DRILL DESIGNの場合 <3>


Photo:Sohei Oya(Nacasa&Partners)


独自の背あたり。
「アーガイルバック」の誕生。


林:「アーガイル」は、「クレスト」をデザインした時にプロトタイプに座って感じた「立体的な背あたり」と「腰のあたり」がおもしろいんじゃないか、というところからスタートしました。



▲「Argyle」 / Photo:Takumi Ota


林:人間工学的にはヒトの背骨はS字カーブを描いていて、椅子の設計もそれをどこまで取り入れるかというのがあるんですが、そういう視点からみてもウィンザーチェアで腰のサポートができたら、クラッシックと現代の融合になるんじゃないかと思ったんです。アイディアとしては、スピンドルをクロスさせてその角度の具合で立体的な座り心地をつくっています。
ちょっと押されるような座り心地がいいですね。
林:直線を何本もつかってクロスさせていくと見えない曲面(曲面的な触り心地)ができるじゃないですか、それをヒントにしました。



▲「Argyle」スケッチ




▲「Argyle」デザイン検討のためにスタジオ内で製作される1分の1模型


安西:この椅子は、スピンドルの角度がすべてなので設計がとても大変でした。
図面上ではもちろんいろんなバリエーションが書けるけれども、実際の座り心地は座ってみないとわからないじゃないですか、そういう場合はいくつもプロトタイプをつくってもらうんですか。
安西:この椅子は図面で設計できるものじゃなくて、スタジオ内で1分の1の模型で背あたりを検証しました。スピンドルだけ木で削り出して、発泡材を削り出してつくった座面のモデルに突き刺して角度を検証するんです。さらに本を積み重ねて高さをつくって実際に座れるようにします。
すごい、そういう風に検証しているんですね。



▲「Argyle」座り心地検証の様子



▲「Argyle」最初の木製プロトイプ / Photo:FULLSWING


林:私たちは1分の1モデルを必ずつくります。実際のスケールでみることで雰囲気などもしっかりつかめる。背当たりを探るため、座高まで本を積んで座って、背の部分に丸棒の位置や角度を何度も調整して、これがいいかな?どうかな?とか言いながら背あたりを試しました。
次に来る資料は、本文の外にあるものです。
PR #1117, opened 2025-07-27
Explain FETCH routing for relays

afrind:
Fixes: #728

* Use the same rules as SUBSCRIBE to find available publishers
---
EDIT: 

Originally this PR had
* MUST send to at least one, and try against others for UNKNOWN_STATUS_IN_RANGE

But now it reads:

* MAY send to any publisher if there is more than one.
---

This leaves the door open for making the FETCHes in parallel, but doesn't require it.

I didn't see any other FETCH_ERROR codes that seemed retryable in this way, but if there are we can make the relay language more generic.

REMINDER for Editors: This is targeted against #1116, retarget main before merging.

### DIFF
--- a/draft-ietf-moq-transport.md
+++ b/draft-ietf-moq-transport.md
@@ -1222,6 +1222,13 @@ that sent PUBLISH_NAMESPACE namespace=(foobar).
 Relays MUST forward SUBSCRIBE messages to all publishers and PUBLISH_NAMESPACE
 and PUBLISH messages to all subscribers that have a Namespace Prefix Match.
 
+When a Relay needs to make an upstream FETCH request, it determines the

スピンドルを斜めに構成することでアーガイルのパターンが生まれ、この背もたれを僕たちは「アーガイルバック」って呼んでいます。
安西:ここが私たちのオリジナルのアイディア、という部分ができたんじゃないかと思っていて、次はもう少しクラッシックな構造で「アーガイルバック」をやりたいと考えています。
ドリルデザインならではのリ・デザインになっているわけですね!
安西:はい。ひとつ武器ができて、より伝統的なものでも勝負できそうな気がしてるんです。いまはまたいろいろ思考錯誤してます。